*** SOURCE MATERIAL ***

PR #147, opened 2022-01-18
Generalize functions related to extracting vertex information from FEniCS

IshaanDesai:
This PR makes the functions related to extracting vertex information from FEniCS more versatile in terms of its capability to handle problems with different physical dimensions. This PR is one amongst many in the direction of adding the capability of handling 3D cases to the adapter.

### DIFF
--- a/fenicsprecice/adapter_core.py
+++ b/fenicsprecice/adapter_core.py
@@ -218,10 +218,7 @@ def get_fenics_vertices(function_space, coupling_subdomain, dims):
         if coupling_subdomain.inside(v.point(), True):
             lids.append(v.index())
             gids.append(v.global_index())
-            if dims == 2:
-                coords.append([v.x(0), v.x(1)])
-            if dims == 3:
-                coords.append([v.x(0), v.x(1), v.x(2)])
+            coords.append([v.x(d) for d in dims])
 
     return np.array(lids), np.array(gids), np.array(coords)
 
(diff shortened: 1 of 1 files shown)


fenicsprecice/adapter_core.py
```diff
@@ -218,10 +218,7 @@ def get_fenics_vertices(function_space, coupling_subdomain, dims):
         if coupling_subdomain.inside(v.point(), True):
             lids.append(v.index())
             gids.append(v.global_index())
-            if dims == 2:
-                coords.append([v.x(0), v.x(1)])
-            if dims == 3:
-                coords.append([v.x(0), v.x(1), v.x(2)])
+            coords.append([v.x(d) for d in range(dims)])
```
BenjaminRodenberg, line 221: Please add an assertion that `dims == 2 or dims == 3`. Ideally at the beginning of the function.

BenjaminRodenberg (approved):
Looks good :+1: Just a minor observation.

fenicsprecice/adapter_core.py
IshaanDesai: I do not see the need to add an assertion here. This is an internal function of the adapter and is called in `initialize()` where we already check the dimensions. There is no possibility of an arbitrary dimension being passed here.

BenjaminRodenberg: Then let's merge this PR right away ;)

PR #152, opened 2022-05-29
Adding connectivity data for volume coupling

boris-martin:
Added configuration of connectivity data for volume coupling: triangles from the coupling domain are added to the preCICE mesh.
It (seems to) works in serial & parallel, however the parallel version has "holes", as triangles made of owned+unowned vertices are discared:

image

This is however consistent with the current implementation, which does the same in surface coupling with edges.

Questions:
- Currently this is always done. Should it be a parameter, or should we rely on preCICE to ignore useless connectivity? THere are no checks for edges and I went for consistency first...
- There is an assertion that the mesh is made of triangles. Not ideal, but I'm open to suggestions for alternatives. How would it work with quads or in  3D ?
- Some parts of the code aren't very pythonic, I'm open to style suggestions!

Code for testing:

[fenics-adapter-test.tar.gz](https://github.com/precice/fenics-adapter/files/8794241/fenics-adapter-test.tar.gz)

### DIFF
--- a/fenicsprecice/adapter_core.py
+++ b/fenicsprecice/adapter_core.py
@@ -2,7 +2,7 @@
 This module consists of helper functions used in the Adapter class. Names of the functions are self explanatory
 """
 
-from fenics import SubDomain, Point, PointSource, vertices, FunctionSpace, Function, edges
+from fenics import SubDomain, Point, PointSource, vertices, FunctionSpace, Function, edges, cells
 import numpy as np
 from enum import Enum
 import logging
@@ -375,6 +375,8 @@ def get_coupling_boundary_edges(function_space, coupling_subdomain, global_ids, 
         Array of first vertex of each edge.
     vertices2_ids : numpy array
         Array of second vertex of each edge.
+    edges_ids : numpy array
+        Array of FEniCS edge global IDs.
     """
 
     def edge_is_on(subdomain, this_edge):
@@ -386,6 +388,7 @@ def get_coupling_boundary_edges(function_space, coupling_subdomain, global_ids, 
 
     vertices1_ids = []
     vertices2_ids = []
+    edges_ids = []
 
     for edge in edges(function_space.mesh()):
         if edge_is_on(coupling_subdomain, edge):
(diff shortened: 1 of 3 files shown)


BenjaminRodenberg:
Nice to see that there is some improvement in the volume coupling direction :)

What do you mean with "it seems to work in parallel", but at the same time there are holes? If the holes don't have an influence on the result and they are only a visualization artifact, I would not worry too much here.

If there is a general problem with the parallel version, there are two questions I would try to answer before investing too much here: 
1) Do you really need to support parallel runs here? You could also just not support parallel for this case (we also [don't support parallel runs together with PointSources](https://github.com/precice/fenics-adapter/blob/8863cd9e4488da1f52f93749f320ea1a405e2a96/fenicsprecice/fenicsprecice.py#L188), for example) 
2) If you need parallel runs, would it be possible to move to FEniCS-X instead? Moving your example to FEniCS-X might be a big and risky step though, because our FEniCS-X adapter is not stable yet.

The reason I'm asking: (legacy) FEniCS is at its end of life and I've heard that FEniCS-X comes with some improvements w.r.t parallelization. Investing a lot of time into (legacy) FEniCS for a feature that you might not even need might be a bad idea.

boris-martin:
"It seems to work" was just to highlight the fact it worked on my test case but maybe there are edge cases my test didn't cover. But in my case it works 100% as expected. But parallelization does lead to a different results, as elements are missing. 
An analogy in 1D: if you have a splitted domain with a middle vertex as interface, data mapping would do linear interpolation between vertices, except on the edge connecting the boundary, where it would fall back on NN because the boundary isn't part of the preCICE mesh.

So that's not ideal but still better than a pure NN. But the problems lies in the fact that the FEniCS adapter only sets up points that are owned by the rank and not the non-owned shared ones. If we changed that, we could easily add the edges then triangles, but this would require changes out of this PR. (See http://precice.org/couple-your-code-distributed-meshes.html#use-a-single-mesh-and-duplicate-copied-vertices )

I don't personally need parallel runs, I mostly implemented this to keep the best generality possible.

fenicsprecice/adapter_core.py
```diff
@@ -386,19 +389,59 @@ def edge_is_on(subdomain, this_edge):
...
+        assert(len(list(vertices(this_cell))) == 3), "Only triangular meshes are supported"
+        return all([subdomain.inside(v.point(), True) for v in vertices(this_cell)])
+
+    edges_ids = []
 
-    return vertices1_ids, vertices2_ids
+    for cell in cells(function_space.mesh()):
+        if cell_is_in(coupling_subdomain, cell):
+            e1, e2, e3 = list(edges(cell))
+            if e1.index() in precice_edge_dict.keys() and e2.index() in precice_edge_dict.keys() and e3.index() in precice_edge_dict.keys():
```
IshaanDesai, line 441: Where is the variable `precice_edge_dict` defined? Is it somehow a global variable in this file?

fenicsprecice/fenicsprecice.py
```diff
@@ -410,15 +410,20 @@ def initialize(self, coupling_subdomain, read_function_space=None, write_object=
...
                                                                          self._owned_vertices.get_global_ids(),
                                                                          id_mapping)
 
+        # Initialize preCICE edges dict
+        self._precice_edge_dict = {}
+
         for i in range(len(edge_vertex_ids1)):
             assert (edge_vertex_ids1[i] != edge_vertex_ids2[i])
-            self._interface.set_mesh_edge(self._interface.get_mesh_id(self._config.get_coupling_mesh_name()),
+            self._precice_edge_dict[edges_ids[i]] = self._interface.set_mesh_edge(self._interface.get_mesh_id(self._config.get_coupling_mesh_name()),
```
IshaanDesai, line 422: Probably this variables needs to be defined above in the constructor once before use, for consistency.

IshaanDesai:
Some clarification on the points raised in the discussion so far:

> Currently this is always done. Should it be a parameter, or should we rely on preCICE to ignore useless connectivity? THere are no checks for edges and I went for consistency first...

Always passing on connectivity information is fine for now. This would be rectified when https://github.com/precice/fenics-adapter/pull/138 is merged anyway.

> There is an assertion that the mesh is made of triangles. Not ideal, but I'm open to suggestions for alternatives. How would it work with quads or in 3D ?

Lets leave the implementation at 2D for now, anyway the adapter is highly restrictive in 3D. Lets document the restriction of having linear cell interpolation mapping only in 2D. Same goes for the parallelization, I don't think it is worth investing effort in making this work efficiently for parallel cases.

IshaanDesai (approved):

PR #153, opened 2022-07-12
Compatibility update for v3.0.0

BenjaminRodenberg:
Ensures compatibility to precice:develop.


fenicsprecice/fenicsprecice.py
```diff
@@ -251,9 +249,6 @@ def write_data(self, write_function):
         assert (self._write_function_type == determine_function_type(w_func, self._fenics_dims))
         assert (write_function.function_space() == self._write_function_space)
```
BenjaminRodenberg, line 250: Here, we have `assert (...)` (with blank), not `assert(...)` (without blank)

BenjaminRodenberg (commented):
Since the test with the partitioned heat tutorial is failing: I guess we also need to update the tutorials. Into the rabbit hole :rabbit2:

BenjaminRodenberg:
I also added the `v2.0.0` milestone here, because merging this PR would be breaking due to the changes in the action interface. We could also design this in a non-breaking fashion and hide the breaking changes of preCICE `v3` inside of the adapter, but this might be more confusing than useful, I guess.

fenicsprecice/fenicsprecice.py
IshaanDesai: Every `assert` is now of the style `assert (...)`.

BenjaminRodenberg: All fine. As long as it is consistent :)

fenicsprecice/expression_core.py
```diff
@@ -128,10 +128,10 @@ def is_scalar_valued(self):
         """
         try:
             if self._vals.ndim == 1:
-                assert(self._function_type is FunctionType.SCALAR)
+                assert (self._function_type is FunctionType.SCALAR)
```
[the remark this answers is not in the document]
BenjaminRodenberg: I can live with both, as long as it is consistently enforced :)

IshaanDesai (approved):

BenjaminRodenberg:
Since this PR is already quite old: At the moment it is not on the first place of my list of priorities, but I expect to work with preCICE v3 + FEniCS within the next few months again. We can wait with this issue until then and I will occasionally review and merge. If something else pops up in the meantime, we can, of course, take care of this issue earlier.

IshaanDesai:
> Since this PR is already quite old: At the moment it is not on the first place of my list of priorities, but I expect to work with preCICE v3 + FEniCS within the next few months again. We can wait with this issue until then and I will occasionally review and merge. If something else pops up in the meantime, we can, of course, take care of this issue earlier.

I plan to work on this towards the end of this month. Most of the updates in the adapter itself have been done. The major work is actually in updating the tutorials in https://github.com/precice/tutorials/pull/333.

BenjaminRodenberg:
@IshaanDesai I'll try to wrap this PR up soon. Main problem here are the unit tests. I assume the tutorial tests should work as soon as https://github.com/precice/tutorials/pull/333 is merged.

fenicsprecice/adapter_core.py
```diff
@@ -415,31 +412,36 @@ def get_coupling_triangles(function_space, coupling_subdomain, precice_edge_dict
...
             e1, e2, e3 = list(edges(cell))
-            if all(edge in precice_edge_dict.keys() for edge in [e1.index(), e2.index(), e3.index()]):
-                edges_ids.append([e1.index(), e2.index(), e3.index()])
-
-    return np.array(edges_ids)
+            if all(edge_ids in fenics_edge_ids for edge_ids in [e1.index(), e2.index(), e3.index()]):
+                v1, v2 = vertices(e1)
+                _, v3 = vertices(e2)
+                assert (v3 != v1)
+                assert (v2 != v2)
```
BenjaminRodenberg, line 439: I found this problem by running `channel-transport-reaction`. But even fixing this obviously wrong assertion does not help. There seems to be some issue with the function `get_coupling_triangles`. We obviously need a test for this function and need to fix it. @IshaanDesai can you take a look?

***

__DESCRIPTION OF THE TASK__: Could you retype exactly the lines above, starting at the line that contains "Some clarification on" and ending at the line that contains "quads or in 3D ?", and nothing more?

__RESPONSE FOR THIS EXERCISE__:
Some clarification on the points raised in the discussion so far:

> Currently this is always done. Should it be a parameter, or should we rely on preCICE to ignore useless connectivity? THere are no checks for edges and I went for consistency first...

Always passing on connectivity information is fine for now. This would be rectified when https://github.com/precice/fenics-adapter/pull/138 is merged anyway.

> There is an assertion that the mesh is made of triangles. Not ideal, but I'm open to suggestions for alternatives. How would it work with quads or in 3D ?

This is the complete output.